*** Data provided Section Begins ***

PR #1455, opened 2018-03-12
leaper: allow comment override also on openSUSE

lnussel:


leaper.py
```diff
@@ -404,6 +404,13 @@ def check_source_submission(self, src_project, src_package, src_rev, target_proj
                 self.needs_legal_review = True
                 return True
 
+        if origin_same is False and self.override_allow:
```
jberry-suse: Based on where `origin_same` is set this could be called when it is not set.

jberry-suse:
Currently, one should be able to re-open request after making comment to achieve the same thing.

lnussel:
yeah one could but this risks that things slip through

leaper.py
lnussel: ? you lost me here

jberry-suse: If the package is not in lookup file (presumably new package) `origin_same` will not be set and this condition will cause crash.

```python
if package in self.lookup_150:
    origin = self.lookup_150[package]

# ...

if origin:
    origin_same = self._check_same_origin(origin, src_project)
    # ...
else:
    # ...., but not always return

# ...

# origin_same amay not be set if not origin
if origin_same is False and self.override_allow:
```

Unless there is some larger condition combination that is not obvious when looking at the code that would prevent this from happening, but given how long this function is that should likely be protected against in-case of future change even if it exists.

PR #1461, opened 2018-03-15
Use opensuse/tumbleweed in the Dockerfile

### LINKED ISSUE #1460: Update CI Dockerfile for openSUSE dockerhub namespace changes
Per [Changes to the openSUSE images on Docker Hub](https://lists.opensuse.org/opensuse-factory/2018-03/msg00389.html) from `opensuse-factory` list:

> - In a week, opensuse:tumbleweed and opensuse:42.2 (EOL) will be removed
> - You'll have to use opensuse/tumbleweed instead of opensuse:tumbleweed

https://github.com/openSUSE/osc-plugin-factory/blob/24ea059e15a7da08f52d869a5cec68e4ef316632/dist/ci/Dockerfile#L4

Vogtinator:
opensuse:tumbleweed will be removed and we want dogfooding anyway.

Fixes #1460. (added by jberry-suse)

### DIFF
--- a/dist/ci/Dockerfile
+++ b/dist/ci/Dockerfile
@@ -1,7 +1,7 @@
 # https://docs.docker.com/engine/reference/builder/
 # Used for TEST_SUITE=distribution and deployment to OBS.
 
-FROM opensuse:tumbleweed
+FROM opensuse/tumbleweed
 MAINTAINER Jimmy Berry <jberry@suse.com>
 
 # https://github.com/openSUSE/obs-service-set_version/issues/44 python-packaging


jberry-suse:
From travis log:

```
latest: Pulling from opensuse/tumbleweed
Status: Downloaded newer image for opensuse/tumbleweed:latest
```

Which would seem to indicate it works.

jberry-suse:
Plus old output:

```
20180122-0 -> 20180313-0
```

vs new

```
20180312-0 -> 20180313-0
```

jberry-suse:
Perhaps we should wait until after #1460 is merged in-case of any changes since there is no rush.

Vogtinator:
> Perhaps we should wait until after #1460 is merged in-case of any changes since there is no rush.

I don't see any advantages there - the pushed images are supposed to always work.
If they break and we find it this way, it's easier to fix it than after I deleted the `opensuse:tumbleweed` images.

jberry-suse:
Referring to name changes unless `opensuse/tumbleweed` has been around a while, but likely won't matter.

Vogtinator:
> Referring to name changes unless opensuse/tumbleweed has been around a while, but likely won't matter.

It's been around since Tuesday :-)

The new name was part of the official announcement, so changing it would be a bad idea.

jberry-suse:
> so changing it would be a bad idea.

Indeed, but stranger things happen all the time.

PR #1467, opened 2018-03-16
Change references to osc-plugin-factory to openSUSE-release-tools.

jberry-suse:
The abichecker is not deployed via package so in theory these changes will not effect it, but would need to verify.

- rename [issue-db](https://github.com/jberry-suse/openSUSE-release-tools-issue-db) repo
- travis-ci seems to have new name automatically
- coveralls.io does not so I left badge
- caches are fine if lost and refreshed
- usage of `save_cache_path()` either did not include page name or is also fine. for instance `save_cache_path('opensuse-packagelists'...)`
- spec setup with this in mind so only one variable to change
- rest is user facing documentation which works as is, but should be updated
- updated openSUSE-release-tools package to point to new repo

No rush as I'll be out next week, but presumably no fallout unless deployed.


jberry-suse:
It could be a good idea to remove old cache dir in a relatively common tool like `osc-staging` that way all staging masters have auto clean.

PR #1471, opened 2018-03-23
totest-manager: Tumbleweed moved to the new product builder

DimStar77:
Since openSUSE:Factory moved to the new prod builder, we need this now for TTM

I've been running it from the osc-plugin-factory for the last few days to get it sorted (osrt-totest-manager was disabled)

as TW was the last product on the old builder, I went the simple route of ```sed /_product/000product/g``` to get going quickly with TW snapshots again.

We can start looking into some cleanups/simplifications after that

### DIFF
--- a/totest-manager.py
+++ b/totest-manager.py
@@ -100,7 +100,7 @@ class ToTestBase(object):
     def get_current_snapshot(self):
         """Return the current snapshot in the test project"""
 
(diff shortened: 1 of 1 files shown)


okurz:
LGTM

okurz:
https://progress.opensuse.org/issues/20890 looks like the related ticket in the issue tracker about "openSUSE Release Process". Care to comment there what is missing?

PR #2247, opened 2019-09-26
osclib/origin_listener: change from package.update to package.commit event.

### LINKED ISSUE #2239: origin-manager: synced SLE sources do not generate events
Based on watching the requests generated by the OBS listener and reviewing the logs the only time an update request from SLE is generated is when the back is update in Leap:15.1:Update or similar which triggers an update check which notices the SLE sources were changed. The logs I reviewed never contain an update message for a SLE package even when the revision history on OBS shows they were updated within the timespan covered by the logs.

Presumably, there is nothing on our that can be done about this short of reverting back to running the full crawler more often which I think should be done until OBS properly generates events. I am assuming the lack of events is due to some sort of hack used to create the sync since commits from IBS appear on OBS which is not possible with standard osc tooling. Another thing that would work out-of-the-box with git (pushing entire tree).

jberry-suse:
In theory fixes the problem of not picking up SLE events as it is claimed they generate `.commit` events while not generating `.update` events (unlike all other packages). In theory no harm from this (although I remember debating between the two events and feel like there was a reason for sticking to update).

Fixes #2239.

### DIFF
--- a/osclib/origin_listener.py
+++ b/osclib/origin_listener.py
@@ -36,7 +36,7 @@ class OriginSourceChangeListener(PubSubConsumer):
 
     def routing_keys(self):
         return [self._prefix + k for k in [
-            '.obs.package.update',
+            '.obs.package.commit',
             '.obs.request.create',
         ]]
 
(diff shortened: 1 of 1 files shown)


coolo:
that commit send a .update event is basically a bug. It happens because every commit 'updates' the last_updated column in the database (for 'latest commits' news feed).

PR #2249, opened 2019-09-27
Enable images repo once 000product was updated

coolo:
If installcheck or packagelists check fails, there is no point (normally) to build the media - so let the release manager disable the images repo (which also hides uninteresting fails) while the checks are failing and have gocd enable the images repo afterwards to start the build (and the openqa sync)


coolo:
We did that so far only for factory, now also for sp2 and leap. So as soon as sp5 is done, I would like to have select/unselect commands disable images repo automatically.

PR #2250, opened 2019-09-27
check_source: avoid crash if filename is not set

lnussel:


lnussel:
fixes the crash of #2250

PR #2254, opened 2019-10-04
BuildFailReminder: fix inversion of to and fullname

DimStar77:


DimStar77:
formataddr expects fullname, address in order to format the address - we had this inverted
and also inverted filling to and fullname when reading the user info of the maintainers (which is why this worked)

but we did not invert this when sending digest mails to opensuse-factory - those mails never passed

DimStar77:
```
 email.utils.formataddr(pair, charset='utf-8')

    The inverse of parseaddr(), this takes a 2-tuple of the form (realname, email_address) and returns the string value suitable for a To or Cc header
```

coolo:
rebased

PR #2257, opened 2019-10-09
Convert factory-package-news-web.py to python3

ggardet:


coolo:
If that's your intention, then also change the shebang

ggardet:
> If that's your intention, then also change the shebang

Fixed.

coolo:
@lnussel @DimStar77 I have no idea how and where this is deployed - so I shy away from merging

coolo:
@lnussel @DimStar77 any help?

lnussel:
runs on openqa and doesnt auto deploy. no impact.

PR #2260, opened 2019-10-15
pkglistgen: fix wrong parsing way on pkglistgen-locale

nilxam:
Since the data is from project attribute, pkglistgen should not parsing a string.
This change also renamed pkglistgen-local to pkglistgen-locale.


nilxam:
I guess no one tried pkglistgen-local before :)

PR #2262, opened 2019-10-16
Added Vagrant box in 15-SP2 release tool

gyr:
Added new SLED-15-SP2-Vagrant and SLES-15-SP2-Vagrant in release to TEST
setup for SLE-15-SP2

### DIFF
--- a/gocd/sp2.target.gocd.yaml
+++ b/gocd/sp2.target.gocd.yaml
@@ -82,6 +82,7 @@ pipelines:
         tasks:
         - script: |-
             for product in kiwi-templates-JeOS \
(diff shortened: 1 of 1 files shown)


gyr:
> Please be aware that vagrant is using multibuild you'll need to specify individual multibuild targets
> Please see SLE-12-SP5 https://gitlab.suse.de/sle-prjmgr/release-management-tools/commit/4f8cc15a4fa39eab87a2d993302f922c4581f594

seems that it does it out-of-the-box, e.g. kiwi-templates-JeOS has also multibuild and it is not required to list all of them. Could anyone confirm that?

coolo:
if you provide one flavor, you need to provide the others as well - if you provide no flavor, all flavors are released

PR #2263, opened 2019-10-16
build-fail-reminder: update api path to projects/:project/status

nilxam:
Recently the status api path changed from `project/status/:project` to `projects/:project/status`, update the api path in build-fail-reminder. This should also fixes travis failure.


jberry-suse:
The argument used to block useful features was always not to break API compatibility and yet this is blatant? Amusing.

Thanks for fixing.

coolo:
Yeah, the problem is that this is not using 'the api' but code I explictly added to be useful for scripts :)

PR #2264, opened 2019-10-16
Fix build fail reminder to use new URL for project status

coolo:


Vogtinator:
Dup of https://github.com/openSUSE/openSUSE-release-tools/pull/2263/files?

coolo:
Fun that github doesn't care it's already in master :)

PR #2270, opened 2019-10-21
Fix test plan URL for 15.2

lnussel:


coolo:
I take your word on that :)

PR #2272, opened 2019-10-22
Fix check_source on public cloud images

coolo:
The check for bcntsynctag can be very misleading - just because we align the build counters between 2 packages doesn't make them invalid submission targets. Better rely on the link check which is already implemented as fallback

And set a verbose decline reason for this case


mbgg:
Just as a heads up [SR 74102](https://build.opensuse.org/request/show/741702) is affected by this.

PR #2277, opened 2019-10-25
requestfinder: ConfigParser has been renamed to configparser in python3

nilxam:


nilxam:
just a question: should we keep the code python2 compatible? or just go ahead to python3 only?

coolo:
we're python3 only - the package buildrequires python3-osc

requestfinder.py
```diff
@@ -1,29 +1,25 @@
...
+#!/usr/bin/python3
 
-from ConfigParser import ConfigParser
+from configparser import ConfigParser
 from xdg.BaseDirectory import load_first_config
 from xml.etree import cElementTree as ET
+
 import sys
 import cmdln
 import logging
```
mimi1vx: can be remove too

requestfinder.py
```diff
@@ -1,29 +1,25 @@
-#!/usr/bin/python
+#!/usr/bin/python3
 
-from ConfigParser import ConfigParser
+from configparser import ConfigParser
 from xdg.BaseDirectory import load_first_config
 from xml.etree import cElementTree as ET
```
mimi1vx: if is python3 only "his module will use a fast implementation whenever available. The xml.etree.cElementTree module is deprecated." from python 3.3

nilxam: It still exists there for backward compatible, that's why you can found cElementTree everywhere  in this repo, maybe at some point we should change it by another PR.

coolo:
please rebase

coolo:
that rebases? wow :)

nilxam:
rebase what? it's a commit only...

coolo:
I just wanted a green travis - I guess you're confusing it with squashing. Normally I git rebase origin/master and push -f, but your way worked too, as travis tests your commit against master

PR #518, opened 2020-11-10
Optim wip - Fix PixelImage

ProGamerGov:
Just a quick fix so that PixelImage works now. I also fixed a spelling mistake in the main optim README.


ProGamerGov:
@NarineK It should be ready for you to merge as I only changed where a single line of code was.

NarineK (approved):
Awesome! Thank you!

PR #528, opened 2020-11-16
Ablation Device Fix

vivekmig:
Summary: Allows output to be on a different device than input by moving output difference to input device.

Differential Revision: D25001273


captum/attr/_core/feature_ablation.py
```diff
@@ -348,7 +348,7 @@ def attribute(
                         ).reshape((-1, num_outputs) + (len(inputs[i].shape) - 1) * (1,))
                     if self.use_weights:
                         weights[i] += current_mask.float().sum(dim=0)
-                    total_attrib[i] += (eval_diff * current_mask.to(attrib_type)).sum(
+                    total_attrib[i] += (eval_diff.to(total_attrib[i].device) * current_mask.to(attrib_type)).sum(
```
NarineK, line 351: looks like there is a flake8 issue.

NarineK (approved):
LGTM!
It looks like there is a flake8 issue.

PR #531, opened 2020-11-19
Add dlrm tutorial

NarineK:
Adding DLRM tutorial and the KDD presentation slides related to it.
The actual model is 2.1GB, which it pretty big. Git allows 100MB maximum. Either we need to override max size or put the model elsewhere.

Update
............
Storing the model on aws S3


vivekmig (approved):
Looks great :) ! This is a really nice addition for a recommender system tutorial! Just had some questions a few minor suggestions.

•Feature Importance: 
- "the primary signal for Non-Clicked is coming from the dense features." -> Related to this, I'm curious if the baseline sparse feature (empty ID list / 0 embedding output) is itself a strong signal for Non-Click. If so, this effect might not be hidden in attributions when baseline matches the input. Might be interesting to look at the output click score for just the baseline input, whether it's closer to 0.5 click / no-click or as a baseline a no-click? 

• Interaction Layer Importance
- nit: Interaction Layer Importance - > 27 26 0.5 = 351 - Multiplication seems to be used in formatting italics
- nit: "those interactions have no affect on" -> no effect on
- Since the attributions are being summed, is it possible that either positive / negative attributions cancel for some features or that some features have effects on only a smaller percentage of examples? Am curious whether the interaction neurons with 0 attribution have no effect for any examples or a larger effect on a small percentage of examples

• Neuron Importance
- For this section could we potentially just use LayerConductance on the last FC layer instead? It seems the analysis of 0 and negative attributions focuses on the sum of attributions for all features for each neuron, which seems to align better with layer attribution? Do we need the extra information of each input feature contribution to the neuron?
- nit: The Neuron Indices - Accumulated Attribution plot is pretty large, could maybe shrink it in some way (or show only a subset?) or group neurons to make it easier to read?

NarineK:
**Feature Importance**

- That's an interesting point. Since sparse features are anonymizes we don't know exactly what they mean but we assume that their presence is more likely to be connected to the `Clicked` Ads.  When I set both sparse and dense features to 0s prediction score is ~0.2. We would ideally want baseline to be neutral and in this case be somewhere close to ~0.5. Perhaps it would be good to try out other baselines as well. When I zero out the sparse embeddings only for some samples predictions score goes down in different magnitudes and for a few it goes up.  When I zero out dense features I also see that the prediction score goes down, for some special cases it might also go up.  For the dense feature all-zero values might also itself be strong signal for Non-Click - It's hard to tell. I'll mention about it in the tutorial

I tried another experiment for probs_above_0999.  If I zero out dense features for the half of the samples the prediction scores go up to 1.0.  If I zero out sparse features the prediction scores go down for all samples below 0.5.

**Interaction Layer Importance**
- That's a good question. Since the computation of attributions is time consuming I haven't run it for larger samples. I made the observations only for a small sample of ads that were predicted as `Clicked` with relatively large probability score.  It is worth it to note that it would be good to run it for larger samples to confirm the hypothesis that we make.  Regarding the summation of attribution scores: Yes, it is possible that positives and negatives get cancelled out. e.g. I found 2 indices such as 5 and 6 for which attributions are 0 across all 497 examples. I'll add a brief description about it in the tutorial.

Neuron Importance
* That's a good point. I originally Used NeuronIntegrated Gradients in the KDD presentation and later for this tutorial switched to NeuronConductance. We can use LayerConductance instead since we are looking into all neurons in the layer.
* I'll visualize for 10 samples only. It is visually more clear.

PR #542, opened 2020-11-30
Fix grammatical mistakes in README

ProGamerGov:
I pasted the README into a Google Doc to see if the spelling and grammar check would find anything. It was able to find a few mistakes that I've now corrected.


NarineK (approved):
Looks great! Thank you, @ProGamerGov!

Issue #544, opened 2020-12-01
Ability to return HTML object from visualize_text()


cdpierse:
## 🚀 Feature

The visualization function `visualize_text()` currently displays an an IPython `HTML` object if the user is inside a notebook. I'd like to propose a feature that allows this function to return either the `HTML` object constructed from the fields in `dom` or even just to return the contents of `dom` itself. This would allow for outputs from the function to be saved easily as right now I finding it difficult to save the visualization if not inside a notebook. 

## Pitch

I think it could be implemented as something as simple as the example below, essentially just an additional flag parameter that returns the HTML object if true. 
```python
from captum.attr import visualization as viz
.... # get attributions and data record


html_obj = viz.visualize_text([score_viz], return_html=True)

```

If you think this would make sense I'd be happy to put a PR together for it.

bilalsal:
Hi Charles,

that is a good proposal.
Yes, it would be great if you could draft a PR - Thank you!

cdpierse:
No problem at all, put in a PR (#548) for this earlier.

bilalsal:
PR merged into master

heyCoke:
Returning an HTML object, how do I save this object?

shanto-Rahman:
I am getting the error when adding return_html=True. It says, 
html_data = viz.visualize_text(vis_data_records_ig, return_html=True)
TypeError: visualize_text() got an unexpected keyword argument 'return_html'

PR #548, opened 2020-12-03
Add option to return HMTL object from visualize_text()

cdpierse:
Related issue: #544 

Adds flag `return_html`to `visualize_text()` that allows for the IPython HTML to be returned if the flag is set to `True`.

This is useful for cases where users may want to save the output from outside of a notebook etc. 

Usage looks like:

```python
from captum.attr import visualization as viz
.... # get attributions and data record


html_obj = viz.visualize_text([score_viz], return_html=True)
```


bilalsal:
Thanks @cdpierse for putting this together!

@miguelmartin75 and @vivekmig: do you prefer we add return_html as a parameter? Or to always return the HTML content instead? (the routine currently does not return any value(.

miguelmartin75:
> Thanks @cdpierse for putting this together!
> 
> @miguelmartin75 and @vivekmig: do you prefer we add return_html as a parameter? Or to always return the HTML content instead? (the routine currently does not return any value(.

I don't see any reason for why we couldn't always return HTML, since this method doesn't return anything and the HTML content is always being constructed.

NarineK:
Feel free to return HTML. To avoid additional input argument, we can always return HTML and the user can chose to use it or not.

cdpierse:
I've updated the PR so that HTML is now just always returned by default. Thanks.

*** Data provided Section Ends ***

> **What needs to be done**
Show the lines of the material that contain the word "guess".

> **Expected answer**
I guess no one tried pkglistgen-local before :)
I just wanted a green travis - I guess you're confusing it with squashing. Normally I git rebase origin/master and push -f, but your way worked too, as travis tests your commit against master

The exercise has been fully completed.